By vibrating the muscles, engineers produce a better prosthetic hand

A study participant triggers the robotic hand to open and close. [P.D. Marasco et al., Science Translational Medicine (2018)]


Consider for a moment the welter of unconscious judgments and adjustments you make every time your hand reaches for an object — say, a tall drink of water. Eyes, muscles, brain and digits coordinate with exquisite speed and subtlety to ensure the cup is reached, grasped around the middle, held gently but firmly, and drawn — upright and at a pace that won’t make waves — to your mouth.

Now imagine performing that quotidian task with a prosthetic hand, or a disruption in the flow of signals between hand and brain. Even with the mechanical means to clutch a glass, grasping it will require constant visual oversight and a lot of effortful calculations. Without all that tactile feedback from your muscles and digits, mistakes, frustration and a sense of loss will probably ensue.

With this in mind, researchers from the Cleveland Clinic’s Lerner Research Institute asked how, in effect, they could improve the user experience for amputees fitted with a prosthetic hand.


Their answer was as simple in theory as it was complex in execution: To feel in fuller command of an artificial appendage, they found, the user of a prosthetic limb may just need a little buzz.

Cleveland Clinic’s Paul Marasco and his colleagues devised a robotic system that, with every movement of an artificial hand, would deliver vibrations to the muscles in a user’s arm that controlled that hand.

The location and intensity of those vibrations created for amputees an illusory “kinesthetic” sense that they were moving their own hand. Study subjects learned within minutes to use the vibratory feedback to more deftly move their mechanical hand, to better sense its position in space, and to tighten and loosen their grip on objects as needed.

In some cases, no eyes needed. Once they got the system of feedback vibrations, participants were able to carry out a wide range of hand movements blindfolded.

“Establishing a sense of agency for these devices will help amputees intrinsically feel in control of their artificial limbs, a key aspect of user acceptance,” Marasco and his colleagues reported Wednesday in the journal Science Translational Medicine.

In the near future, the authors wrote, this approach could inspire wearable or other feedback systems that might allow amputees to guide and control their prosthetic limbs intuitively, restoring the luxury of unconscious movement.


Giving users a greater sense that they are the instigators of movement will become more important as the technology of prosthetic limbs advances, the authors wrote. Although many of those artificial limbs will be capable of independent movement, users are unlikely to accept them if they don’t feel like natural extensions of their wish to move.
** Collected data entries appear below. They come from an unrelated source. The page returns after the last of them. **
Issue #11723, opened 2025-06-15
oxc-parser: AST issue for `type Foo = intrinsic.bar` with rawTransfer enabled


ArnaudBarre:
body[0].typeAnnotation.typeName.left.name is `"\u0000\u0000\u0000\u0000\u0000\u0000\u0000\u0000\u0000"` instead of "intrinsic". The issue only appears without raw transfer

This seems to be a regression from 0.72

Issue also happens for `import { type as as } from "./mod.js";`

overlookmotel:
Just to check: Do you mean this was working in 0.72 and it broke after that? Or it worked in 0.71 and got broken in 0.72?

I can replicate this locally. I'm wondering why didn't this get spotted in our conformance tests? Maybe they're just too obscure, and TS doesn't have test cases for them.

ArnaudBarre:
I just tested and it works with 72.2

overlookmotel:
How did you find these bizarre cases?

ArnaudBarre:
Running against `babel/packages/babel-parser/test/fixtures/typescript/types/intrinsic-identifier/input.ts` from `oxc/tasks/coverage`

overlookmotel:
Have you run it on all of `babel/packages/babel-parser/test/fixtures/typescript`? Or even `babel/packages/*/test/**`?

ArnaudBarre:
on `oxc/tasks/coverage/{babel,acorn-test262,typescript,test262}/**/*.{js,jsx,ts,tsx}` 🤪

overlookmotel:
> on `oxc/tasks/coverage/{babel,acorn-test262,typescript,test262}/**/*.{js,jsx,ts,tsx}` 🤪

OK great! And these are the only problems you found?

ArnaudBarre:
Yes the only one with 0.73

overlookmotel:
> Yes the only one with 0.73

Praise be! Thanks for testing it so thoroughly.

PR #13016, opened 2025-08-12
[POC] feat(allocator): Remove &A: Alloc from Vec

aapoalas:
A proof of concept of what it would look like if the `&A: Alloc` reference was made `PhantomData` in `Vec` like it is in `Box`.

This drops 8 bytes of data from each vector, slimming down the AST not insignificantly. Much of the code around the AST building now just passes an extra `self.ast.allocator` reference around (here some type shenanigans lead it to being `self.ast.allocator.bump()` though), which is perhaps mildly annoying but not too different from what was already happening since the allocator was being used for eg. `Box/Vec::new_in` already.

These changes are enough to get the allocator, parser, and semantic crates working. Next up linter, minifier and transformer together give out 381 errors :)

### DIFF
--- a/crates/oxc_allocator/src/allocator.rs
+++ b/crates/oxc_allocator/src/allocator.rs
@@ -591,7 +591,7 @@ impl Allocator {
     /// allocator.alloc(123u64);
     ///
     /// // `vec` has to grow beyond it's initial capacity
-    /// vec.extend([1, 2, 3, 4]);
+    /// vec.extend_desugared(([1, 2, 3, 4]).into_iter(), allocator.bump());
     ///
     /// // `vec` takes up 32 bytes, and `123u64` takes up 8 bytes = 40 total.
     /// // But there's an additional 16 bytes consumed for `vec`'s original capacity of 2,
@@ -621,7 +621,7 @@ impl Allocator {
     // `#[inline(always)]` because it's a no-op
     #[expect(clippy::inline_always)]
     #[inline(always)]
-    pub(crate) fn bump(&self) -> &Bump {
+    pub fn bump(&self) -> &Bump {
         &self.bump
     }
 
--- a/crates/oxc_allocator/src/vec.rs
+++ b/crates/oxc_allocator/src/vec.rs
@@ -101,13 +101,13 @@ impl<'alloc, T> Vec<'alloc, T> {
     ///
     /// // These are all done without reallocating...
     /// for i in 0..10 {
-    ///     vec.push(i);
+    ///     vec.push(i, arena.bump());
     /// }
     /// assert_eq!(vec.len(), 10);
     /// assert_eq!(vec.capacity(), 10);
     ///
     /// // ...but this may make the vector reallocate
-    /// vec.push(11);
+    /// vec.push(11, arena.bump());
     /// assert_eq!(vec.len(), 11);
     /// assert!(vec.capacity() >= 11);
     ///
@@ -135,7 +135,7 @@ impl<'alloc, T> Vec<'alloc, T> {
         let hint = iter.size_hint();
         let capacity = hint.1.unwrap_or(hint.0);
         let mut vec = InnerVec::with_capacity_in(capacity, allocator.bump());
-        vec.extend(iter);
+        vec.extend_desugared(iter, allocator.bump());
         Self(vec)
     }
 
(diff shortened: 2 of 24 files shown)


Boshen:
Perhaps a trickery to https://github.com/oxc-project/oxc/blob/main/crates/oxc_allocator/src/accessor.rs can improve the API?

overlookmotel:
We have intended to reduce size of `Vec` to 16, but using a different method: https://github.com/oxc-project/backlog/issues/174. Sorry, this was originally included in #9706, but that issue was closed when we completed the first batch of work (reducing `Vec` from 32 bytes to 24).

The approach you've taken in this PR is likely more efficient than https://github.com/oxc-project/backlog/issues/174, because there's no need to "decode" pointer to `Allocator` from other data in the `Vec`. However, I see a couple of disadvantages:

### 1. Ergonomics

It's a pain to have to pass `&Allocator` to APIs like `Vec::push`, `Vec::extend` etc.

### 2. `Allocator` confusion

Probably more importantly, how do we ensure that the `&Allocator` matches the `Vec`?

If you create a `Vec` with `let vec = Vec::new_in(&alloc1)`, nothing prevents you calling `vec.push(value, &alloc2)`, as long as `alloc2` lives as long as `alloc1`. But this isn't really what you want. Which arena the `Vec`'s data ends up in is quite unpredictable:

1. If there's spare capacity in `vec`, the data remains in `alloc1`.
2. If `vec` is full to capacity, the data is moved into `alloc2` (but the *contents* of the `Vec` may still include data which is in `alloc1`).

I don't think we can end up with UB in this way - borrow checker will prevent that - but it's still rather messy.

There are parts of codebase where we have multiple `Allocator`s in play at the same time (e.g. `oxc_semantic` and `oxc_mangler`), and I'm concerned that this change may make it easier to use the wrong one.

#### Raw transfer

There's one constraint beyond Rust's standard ones. "Raw transfer" relies on all data for an AST being in a single arena. The arena gets shared with JS as a `Uint8Array`. JS side only has access to this 1 arena, so any data outside it isn't accessible.

Raw transfer underlies linter JS plugins (coming soon). We've already had a few problems with AST referencing string data outside of the arena breaking raw transfer (#11723). Unfortunately, because our requirements go further than Rust's - we need to guarantee the *location* of data, as well as how long it lives - the borrow-checker can't help us enforce our requirements.

The "blast radius" of such bugs at present is quite limited. We just get nonsense data on JS side.

But once we have linter plugins done, the next step is to apply the same techniques to support JS transform plugins. At this point we get into *really* tricky territory. JS will be writing data into a `Uint8Array` which is essentially a view into Rust's memory. Basically, it's unsafe Rust, written in JS! If the data in the arena is unexpected (like pointing to data outside of that arena), we could easily end up with UB.

I believe we *can* make this sound, but to do so we're going to have to "lock down" our string types (currently `Atom`) to make it a guarantee that `Atom` points to data in the arena. The ability to create an `Atom` from a `&'static str` will have to go, for example.

Anyway... my point is that we already have quite a tricky problem to solve here, and I'm concerned that making it easier for `Vec` to reference data in another arena expands the problem space significantly.

#### Branded lifetimes

Only way I'm aware of to "lock" a `Vec` to a specific `Allocator` is branded lifetimes. Personally I don't rule that out, and to completely guarantee soundness of JS transform plugins, it may transpire that we need to go that route. However, as you're aware, that is not for the faint-hearted, so I had hoped to defer that until later.

overlookmotel:
> These changes are enough to get the allocator, parser, and semantic crates working.

It would be really interesting to see the effect on benchmarks at this point.

Could you possibly disable all the benchmarks except parser and semantic? Or remove this line:

https://github.com/oxc-project/oxc/blob/c58a699e1907680085751c368730ebd55585691a/.github/workflows/benchmark.yml#L47

Either of those I *think* should allow parser and semantic benches to run, even if the rest won't compile.

overlookmotel:
By the way, my comments above weren't meaning to say "we shouldn't do this". Just asking questions...

Boshen:
The idea is 👍 but appending the allocator everywhere is 👎

aapoalas:
Oops sorry, I had totally forgotten about this. If you want to, I can still try those benchmarks out.

overlookmotel:
If the code compiles already and so it wouldn't take too long, yes it'd be great to see what parser and semantic benchmarks look like after this change.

To devise a menu of vibrations that would signal 22 separate movements of the hand, the researchers largely worked with six participants who had had an arm amputated. All had undergone targeted nerve reinnervation, a procedure that enables the establishment of a link between brain and machine by redirecting amputated nerves to remaining muscles.

With a hand-held vibration unit, they delivered a slight buzz (between 70 and 110 hertz worked best) to muscles in the portion of the upper arm — the biceps, triceps, brachialis and pectoralis muscles — that remained intact. Using their intact hand on the opposite side, the participants reported which complex movement they most associated with the buzz they felt.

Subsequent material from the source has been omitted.